Pumping unit according to any one of the preceding claims, wherein each sleeve (30a, 30b) comprises a coupling portion (32) for joining together with the coupling portion (32) of the other sleeve (30a, 30b); each coupling portion being limited by an associated lateral surface (33, 34) substantially coaxial with the longitudinal axis (29).
Pumping unit according to Claim 4, wherein the valve body (28) has a plurality of through-channels (42) for the fuel; each through-channel (42) being formed in at least one of the said lateral surfaces (33, 34).
Pumping unit according to Claim 5, wherein the through-channels (42) extend parallel to the longitudinal axis (29).
Pumping unit according to any one of the preceding claims, wherein the valve body (28) is screwed into a pump body (8) of the high-pressure pump (6).

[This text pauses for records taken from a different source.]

PR #7832, opened 2026-08-15
Sort group leaders and members alphabetically by displayed name

### LINKED ISSUE #7270: Sort the display of group members in alpha order of username
https://support.mozilla.org/en-US/groups/forum-moderators/ doesn't list members by username.

This also happens for other groups.

smithellis:
The group profile page listed leaders and members in whatever order the database returned, which also made member pagination unstable across pages. Order both lists case-insensitively by the name the page actually renders: the profile's display name when set, falling back to the username, mirroring Profile.display_name.

Fixes #7270

### DIFF
--- a/kitsune/groups/views.py
+++ b/kitsune/groups/views.py
@@ -5,6 +5,8 @@ from django.contrib import messages
 from django.contrib.auth.models import Group, User
 from django.core.exceptions import PermissionDenied
 from django.core.files.storage import default_storage
+from django.db.models import Value
+from django.db.models.functions import Coalesce, Lower, NullIf
 from django.http import Http404, HttpResponseRedirect
 from django.shortcuts import get_object_or_404, render
 from django.utils.translation import gettext as _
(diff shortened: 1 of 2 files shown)


kitsune/groups/views.py
```diff
@@ -80,8 +85,8 @@ def list(request):
 
 def profile(request, group_slug, member_form=None, leader_form=None):
     prof = _get_group_profile_or_404(request.user, group_slug)
-    leaders = prof.leaders.all().select_related("profile")
-    members_qs = prof.group.user_set.all().select_related("profile")
+    leaders = prof.leaders.all().select_related("profile").order_by(DISPLAY_NAME_ORDER)
+    members_qs = prof.group.user_set.all().select_related("profile").order_by(DISPLAY_NAME_ORDER)
```
escattone, line 89: For both of these, since the profile name doesn't have to be unique, we should guarantee the order for the case when multiple users have the same profile name, by adding a secondary sort column name:

```
.order_by(DISPLAY_NAME_ORDER, "username")
```

and also add a test for that case.

escattone (changes requested):
Hey Smith! I hope all is well! Sorry for the delay in getting to this, but it's been crazy busy lately. This looks great, but just needs a small change and then should be good to go. Thanks for the help!

escattone:
Just so we can get this merged ASAP, I'll merge this as it is, and create a separate PR to address the issue I identified. Thanks again for the help @smithellis!

PR #7855, opened 2026-08-29
Make all hybrid search results reachable through pagination

### LINKED ISSUE #3316: Search pagination caps reachable search results at 50
**Steps to reproduce**
1. Type a search term which returns >50 search results. (e.g `my browser keeps forgetting my logins`)
2. Navigate through the pagination elements in order to view lower ranked search results.

**Expected behavior**
All returned search results can be accessible via the pagination elements.

**Actual behavior**
Since the pagination elements are capped to 5 pages (50 search results) the remaining search results are not accessible.

**Screenshots**
Image

**Desktop:**
 - OS: Windows 11
 - Browser: Firefox

**Additional context**
This issue is reproducible in `stage`.

amannsan:
## Summary

- replace the five-page offset cap with a short-lived, opaque search session
- retrieve bounded RRF segments, exclude every family already encountered, and append new families to immutable page boundaries
- re-authorize cached KB candidates against the primary database before every page is presented
- carry the session through server-rendered and instant-search pagination, while clearing it when the query or filters change
- refresh read-only sessions without writing an older snapshot back over a newly extended ranking

## Why

The displayed count is an approximate family cardinality over the matching query, while the old paginator could only address the first 50 results inside one native-RRF window. Raising the page cap is not sufficient: compound retrievers do not support `search_after`, and increasing `rank_window_size` with the requested page would change earlier ordering and make deep requests scale with the page number.

This change keeps each Elasticsearch request bounded to 50 families plus a has-more probe. Following **Next** progressively extends the cached sequence with a new RRF segment that excludes all previously encountered families. Arbitrary deep page numbers can extend only one continuation segment per request.

Ranks and page boundaries are stable once pinned. RRF scores remain segment-local and are not compared across segment boundaries; appended families receive monotonic global display ranks. If the session expires or no longer matches the query, index generation, ranking settings, or viewer access, the request restarts cleanly at page 1.

If the shared cache cannot persist the session, the response exposes only the currently reachable authorized results and hides broken pagination. Searches that fit on one page do not create a session.

## Verification

- repository pre-commit suite, including Ruff and mypy
- 49 focused Python tests covering retrieval, authorization, complete traversal, session continuation, views, and configuration
- Redis-backed orchestration tests using the production cache serializer
- Elasticsearch 9.2.5 integration test covering native RRF, family collapse, semantic floor, and exclusion-based continuation without duplicates
- instant-search webpack build, ESLint, and focused browser-side tests

Fixes mozilla/sumo#3316


akatsoulas:
Thank you again @amannsan for creating this PR. Really valuable work to better understand the tradeoffs of each approach. I am closing this PR per the explanation provided in the linked ticket

For reference
https://github.com/mozilla/sumo/issues/3316#issuecomment-5522234652

PR #7861, opened 2026-08-31
condition stale machine translations on non-SumoBot revisions as well

escattone:
mozilla/sumo#3325

In addition to the current conditions, stale machine translations will be paused if an unreviewed, up-to-date translation exists that has been created within the review grace period and by someone other than SumBot. This applies to both AI and hybrid locales.

The intention is to provide a grace period for contributors to create, review, and approve a human translation, especially after reviewing and **not** approving a pending machine translation.


kitsune/wiki/services.py
```diff
@@ -25,34 +25,38 @@ class TranslationQueryBuilder:
...
+        created_within_grace_period = Q(
+            created__gte=Now() - timedelta(hours=settings.HYBRID_REVIEW_GRACE_PERIOD)
+        )
+
         return Revision.objects.filter(
             document=OuterRef("pk"),
-            creator=self.sumo_bot,
             is_approved=False,
             reviewed__isnull=True,
             based_on_id=OuterRef("parent__latest_localizable_revision_id"),
```
akatsoulas: Now that we include contributor revisions, maybe we should align with `get_pending_translations` and `get_obsolete_translations` and use `_gte`. A revision based on a newer than `latest_localizable_revision` will not block

kitsune/wiki/services.py
```diff
@@ -25,34 +25,38 @@ class TranslationQueryBuilder:
...
+        A revision qualifies when it's awaiting review, covers the latest localizable
+        English revision, and either we created it or someone else created it recently
+        enough that they may still be reviewed within the grace period.
 
         Returns:
-            Subquery that checks for unreviewed sumo bot revisions
+            Subquery that checks for unreviewed revisions
         """
+        created_within_grace_period = Q(
+            created__gte=Now() - timedelta(hours=settings.HYBRID_REVIEW_GRACE_PERIOD)
```
akatsoulas: Isn't his applied to the AI-locale as well? If yes, let's remove the `HYBRID` part

akatsoulas (approved):
r+wc - just a couple of nits. 
Can we remove the formatter noise from the pr?

PR #7872, opened 2026-09-03
Boost KB title matches

akatsoulas:


escattone (commented):
r+wc

I don't think this works for queries containing advanced syntax, right? That's probably something that would have to be addressed with a different chunk of work anyway.

escattone (approved):

PR #7889, opened 2026-09-07
Ignore empty {for} tags

### LINKED ISSUE #3300: Uncaught TypeError: Cannot read properties of undefined (reading 'split') in show for tags
**Describe the bug**
A wiki-markup {for} with no criteria renders as `<span class="for">` with no data-for attribute. `ShowFor.prototype.initShowFuncs` assumes data-for is always present and `calls .split()` on it unconditionally, throwing a `TypeError. Because new ShowFor()` runs at module scope in document.js, the throw aborts evaluation of the entire module, taking every other feature in that bundle down with it.

**Preconditions**
Sign in to SUMO

**Steps to reproduce**
1. Create or edit a KB article whose content contains the following content: `<nowiki>{for}</nowiki>` inside a heading.
2. Save the changes.

**Expected behavior**
The content is shown (no criteria means no conditions to fail)

**Actual behavior**
Uncaught TypeError: Cannot read properties of undefined (reading 'split')

**Additional context**
* This issue is reproducible in both `stage` and `prod`.
* Maybe we should simply return if !showFor (https://github.com/mozilla/kitsune/blob/c4d8f15837c747906945a7aa30c4a7218c43b9cd/kitsune/sumo/static/sumo/js/showfor.js#L430-L431)

denyshon:
- Resolves https://github.com/mozilla/sumo/issues/3300

Ignore empty {for} tags completely (as they are not valid markup), and also (just in case) add a safeguard to `initShowFuncs` to prevent the crash directly.

### DIFF
--- a/kitsune/sumo/static/sumo/js/showfor.js
+++ b/kitsune/sumo/static/sumo/js/showfor.js
@@ -428,6 +428,9 @@ ShowFor.prototype.initShowFuncs = function () {
   this.showFuncs = new WeakMap();
   this.container.querySelectorAll('.for').forEach(function (elem) {
     var showFor = elem.dataset.for;
+    if (!showFor) {
+      return;
+    }
     var criteria = showFor.split(/\s*,\s*/);
     var showFunc = this.matchesCriteria.bind(this, criteria);
     this.showFuncs.set(elem, showFunc);
--- a/kitsune/wiki/tests/test_parser.py
+++ b/kitsune/wiki/tests/test_parser.py
@@ -634,28 +634,28 @@ class ForWikiTests(TestCase):
         """A {for} set off by itself or wrapping a block-level element should
         be a paragraph or other kind of block-level thing."""
         self.assertWikiHtmlEqual(
-            "Joe\n\n{for}Red{/for}\n\nBlow",
-            '<p>Joe</p><p><span class="for">Red</span></p><p>Blow</p>',
+            "Joe\n\n{for mac}Red{/for}\n\nBlow",
+            '<p>Joe</p><p><span class="for" data-for="mac">Red</span></p><p>Blow</p>',
         )
         self.assertWikiHtmlEqual(
-            "Joe\n\n{for}\n* Red\n{/for}\n\nBlow",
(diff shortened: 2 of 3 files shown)


kitsune/wiki/tests/test_parser.py
```diff
@@ -634,28 +634,28 @@ def test_block(self):
...
-            "Joe\n\nRed {for}riding{/for} hood\n\nBlow",
-            '<p>Joe</p><p>Red <span class="for">riding</span> hood</p><p>Blow</p>',
+            "Joe\n\nRed {for mac}riding{/for} hood\n\nBlow",
+            '<p>Joe</p><p>Red <span class="for" data-for="mac">riding</span> hood</p><p>Blow</p>',
         )
 
     def test_nested(self):
         """{for} tags should be nestable."""
         self.assertWikiHtmlEqual(
-            "{for mac}\nJoe\n\nRed {for}{for}riding\n{/for} hood{/for}\n\nBlow\n{/for}",
```
akatsoulas, line 655: The change will allow an empty `{for}` to leak into the article and the update of this test no longer catches it

kitsune/sumo/static/sumo/js/showfor.js
```diff
@@ -428,6 +428,9 @@ ShowFor.prototype.initShowFuncs = function () {
   this.showFuncs = new WeakMap();
   this.container.querySelectorAll('.for').forEach(function (elem) {
     var showFor = elem.dataset.for;
+    if (!showFor) {
```
akatsoulas, line 431: This should fix the error, why is the update in the regex needed?

denyshon: I want to update the regex so that we ignore empty {for}s completely, without requiring contributors to wrap them in complex escape syntax. They are not valid markup anyway, so there's no point in parsing them

kitsune/wiki/tests/test_parser.py
denyshon: Not sure what you mean... isn't the purpose of this test to check nestableness? If you want, I can create a new test ensuring that empty {for}s make it into the article unchaged, though

PR #7900, opened 2026-09-09
introduce chat token endpoint

escattone:
mozilla/sumo#3349

### DIFF
--- a/kitsune/customercare/urls.py
+++ b/kitsune/customercare/urls.py
@@ -8,4 +8,9 @@ urlpatterns = [
         views.update_topic,
         name="customercare.update_topic",
     ),
+    re_path(
+        r"^support-chat/jwt/(?P<product_slug>[^/]+)$",
+        views.chat_jwt,
+        name="customercare.chat_jwt",
+    ),
 ]
--- a/kitsune/customercare/utils.py
+++ b/kitsune/customercare/utils.py
@@ -40,6 +40,14 @@ def resolve_user_org_group(user) -> GroupProfile | None:
     return _nearest_ancestor_org(user, list(GroupProfile.objects.org_roots()))
 
 
+def is_eligible_for_chat(user, product: Product) -> bool:
+    """Whether this user is allowed to start a live chat about this product.
+
+    Stub. The rules aren't settled yet, so for now everyone is eligible.
+    """
+    return True
+
+
 def fetch_zendesk_ticket_data(zendesk_ticket_id: str):
     """Fetch ticket and comments from Zendesk."""
     client = ZendeskClient()
--- a/kitsune/customercare/views.py
+++ b/kitsune/customercare/views.py
@@ -5,6 +5,7 @@ import json
 import logging
 from datetime import timedelta
 
+import jwt
 import requests
 from django.conf import settings
 from django.contrib.auth.decorators import login_required, permission_required
@@ -17,23 +18,32 @@ from django.utils.dateparse import parse_datetime
 from django.utils.translation import gettext as _
 from django.utils.translation import pgettext
 from django.views import View
+from django.views.decorators.cache import cache_control
 from django.views.decorators.http import require_http_methods, require_POST
 from zenpy.lib.exception import APIException, RecordNotFoundException, ZenpyException
 
 from kitsune.customercare.forms import SupportTicketReplyForm
 from kitsune.customercare.models import SupportTicket
 from kitsune.customercare.tasks import process_zendesk_update
-from kitsune.customercare.utils import generate_classification_tags, sync_ticket_from_zendesk
+from kitsune.customercare.utils import (
+    generate_classification_tags,
+    is_eligible_for_chat,
+    sync_ticket_from_zendesk,
+)
 from kitsune.customercare.zendesk import ZendeskClient
 from kitsune.groups.templatetags.jinja_helpers import group_breadcrumbs
-from kitsune.products.models import Topic
+from kitsune.journal.models import Record
+from kitsune.products.models import Product, Topic
 from kitsune.sumo.urlresolvers import reverse
+from kitsune.sumo.utils import is_ratelimited
 
 log = logging.getLogger("k.customercare")
 
 # Zendesk failures we surface as a notice rather than a 500 (ZenpyException
 # covers client construction, e.g. missing credentials).
 ZENDESK_ERRORS = (APIException, ZenpyException, requests.exceptions.RequestException)
+
+CHAT_JOURNAL_SRC = "customercare.chat"
 
 
 def _ticket_needs_sync(ticket):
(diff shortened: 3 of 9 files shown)


kitsune/settings.py
```diff
@@ -1340,6 +1340,14 @@ def setup_logger(name, formatter_str, level=logging.DEBUG):
 ZENDESK_SYNC_TIMEOUT = config(
     "ZENDESK_SYNC_TIMEOUT", default="5,10", cast=Csv(int, post_process=tuple)
 )
+# Signing key for the Zendesk messaging widget, from Admin Center under
+# Account > Security > End user authentication. The key id goes in the JWT header.
+ZENDESK_CHAT_SIGNING_KEY_ID = config("ZENDESK_CHAT_SIGNING_KEY_ID", default="")
```
akatsoulas, line 1345: I would add another variable here to enable/disable the functionality

kitsune/customercare/utils.py
```diff
@@ -40,6 +40,14 @@ def resolve_user_org_group(user) -> GroupProfile | None:
     return _nearest_ancestor_org(user, list(GroupProfile.objects.org_roots()))
 
 
+def is_eligible_for_chat(user, product: Product) -> bool:
```
akatsoulas: Given that we don't know exactly how this is going to work, maybe we can just add a comment/TODO in the view about it

kitsune/settings.py
akatsoulas: Maybe this could be a waffle switch to control this more easily and checked in the view?

kitsune/customercare/views.py
```diff
@@ -53,6 +63,82 @@ def _reply_placeholder(ticket):
...
+    if not is_eligible_for_chat(request.user, product):
+        Record.objects.info(
+            CHAT_JOURNAL_SRC,
+            "user {username} is not eligible for chat on {slug}",
+            username=request.user.username,
+            slug=product.slug,
+        )
+        return HttpResponse(status=403)
+
+    token = jwt.encode(
```
akatsoulas, line 136: We should check and fail loudly if the signing key is empty - eg the default value of `""`. We could raise an `ImproperlyConfigured` error.

kitsune/customercare/urls.py
```diff
@@ -8,4 +8,9 @@
         views.update_topic,
         name="customercare.update_topic",
     ),
+    re_path(
```
akatsoulas: we should exempt this url from `i18n` patterns

kitsune/customercare/utils.py
akatsoulas: This combined with the waffle switch mentioned in the other comment should render this functionality unreachable in prod

kitsune/settings.py
akatsoulas: The view should return a 404 if the switch is not active - assuming we go with that

kitsune/customercare/views.py
```diff
@@ -53,6 +63,82 @@ def _reply_placeholder(ticket):
...
+    the Origin header.
+    """
+    if chat_jwt_is_ratelimited(request):
+        return HttpResponse(status=429)
+
+    if not request.user.is_authenticated:
+        return HttpResponse(status=401)
+
+    # Reverse one-to-one, so getattr covers a user with no profile row.
+    profile = getattr(request.user, "profile", None)
```
akatsoulas: Assuming an authenticated user reaches this point, I would assume a profile is guaranteed. This check should be redundant. I would even argue that if for some reason we are missing a profile at this stage, we should fail loudly

kitsune/customercare/views.py
```diff
@@ -53,6 +63,82 @@ def _reply_placeholder(ticket):
...
+            username=request.user.username,
+        )
+        return HttpResponse(status=401)
+
+    # Slug is user-supplied, so keep it short enough for the journal message.
+    product = Product.active.filter(slug=product_slug).first()
+    if product is None:
+        Record.objects.info(
+            CHAT_JOURNAL_SRC,
+            "user {username} asked for chat on unknown product {slug}",
```
akatsoulas: `username` can get anonymized. We should enhance this with `user.id` as well

akatsoulas: Given this is going to have a small audience - at least in the beginning - I wonder whether we want to also register the successful issuance of tokens

kitsune/customercare/views.py
```diff
@@ -53,6 +63,82 @@ def _reply_placeholder(ticket):
...
+@cache_control(no_store=True)
+def chat_jwt(request, product_slug):
+    """Sign a short-lived token that identifies the requesting user to Zendesk.
+
+    The messaging widget posts here whenever it needs to prove the requesting
+    user's identity, including when its previous token expires. POST rather than
+    GET so Django's CSRF middleware runs, which checks both the CSRF token and
+    the Origin header.
+    """
+    if chat_jwt_is_ratelimited(request):
```
akatsoulas: This should go after the check about authentication status

akatsoulas (changes requested):

kitsune/customercare/urls.py
escattone: Good catch!

kitsune/customercare/views.py
```diff
@@ -53,6 +60,105 @@ def _reply_placeholder(ticket):
...
+def chat_jwt(request, product_slug):
+    """Sign a short-lived token that identifies the requesting user to Zendesk.
+
+    The messaging widget posts here whenever it needs to prove the requesting
+    user's identity, including when its previous token expires. POST rather than
+    GET so Django's CSRF middleware runs, which checks both the CSRF token and
+    the Origin header.
+    """
+    if not waffle.switch_is_active("zendesk-chat"):
+        return HttpResponse(status=404)
```
akatsoulas: The pattern is to raise the Http404 throughout the project

kitsune/customercare/views.py
```diff
@@ -53,6 +60,105 @@ def _reply_placeholder(ticket):
...
+    if not user.is_authenticated:
+        return HttpResponse(status=401)
+
+    if chat_jwt_is_ratelimited(request):
+        return HttpResponse(status=429)
+
+    profile = user.profile
+    external_id = profile.fxa_uid
+
+    if not external_id:
```
akatsoulas: This is not needed. If a user is logged in - which is checked above - there will be a fxa_uid

kitsune/customercare/views.py
```diff
@@ -53,6 +60,105 @@ def _reply_placeholder(ticket):
...
+            "user {username} (#{user_id}) has no fxa_uid",
+            username=user.username,
+            user_id=user.id,
+        )
+        return HttpResponse(status=401)
+
+    # Slug is user-supplied, so keep it short enough for the journal message.
+    product = Product.active.filter(slug=product_slug).first()
+    if product is None:
+        Record.objects.info(
```
akatsoulas, line 104: nit: There's repetition creating the log. Maybe we can use a dictionary with the entries that the `Record` needs per case, set the status code in a variable and compact the code for the various edge cases

akatsoulas (approved):
r+wc

PR #7904, opened 2026-09-10
Disable semantic search on search terms queries

akatsoulas:


kitsune/search/parser/__init__.py
```diff
@@ -102,3 +102,27 @@ def elastic_query(self, context=None):
...
+    Operators and quoted phrases promise exact lexical behavior, so consumers such
+    as semantic retrieval must not broaden them. A query that fails to parse is not
+    provably plain text and is treated as ineligible rather than broadened.
+    """
+    if not query or not query.strip():
+        return True
+    try:
+        parsed = Parser(query).parsed
+    except ParseException:
+        return False
```
escattone, line 127: I'm not sure why something that fails to parse shouldn't be broadened, because it seems like the failure to parse also indicates a failure to detect/understand an advanced search query. In other words, why is the `ParseException` case different than what `QuestionSearch.is_simple_search` does and what I think `build_lexical_clauses` does?

escattone (approved):
r+wc

kitsune/search/parser/__init__.py
akatsoulas: `is_simple_search` defaults to `True` b/c it basically controls the exclusion of the archived threads. If there's an exception, it means that something went wrong so default to norm and do not search into the archived entries. We are doing the same thing here. If there's an error, then we are just passing the text to ES to figure it out without enabling Semantic. We are basically defaulting to the cheaper option in both cases.

Examples
firefox (sync -> would benefit from semantic but it defaults to lexical b/c it's computationally cheaper
firefox "sync error" ( -> again we have a parse error but ES understands the intention and returns the right results. 

In all cases we are choosing the more conservative approach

Pumping unit according to any one of Claims 1 to 6, wherein the valve body (28) is locked by means of interference inside a pump body (8) of the high-pressure pump (6).
Pumping unit according to any one of the preceding claims, wherein each sleeve (30a, 30b) is made of a material different from the material of the other sleeve (30a, 30b).
Pumping unit according to any one of the preceding claims, wherein the first sleeve (30a) is slidably engaged by the closing member (37) and the second sleeve (30b) is joined together with a pump body (8) of the high-pressure pump (6).
Pumping unit according to Claim 10, wherein the first sleeve (30a) is made of a material having a hardness greater than the hardness of the material of the second sleeve (30b).
Pumping unit according to Claim 10 or 11, wherein the first sleeve (30a) has an inlet (35) for introducing the fuel into the first sleeve (30a) and at least one outlet (36) for drawing the fuel from said first sleeve (30a); the closing member (37) being configured to close the outlets (36) following displacement thereof into the closed position and to open the outlets (36) following a displacement thereof into the open position.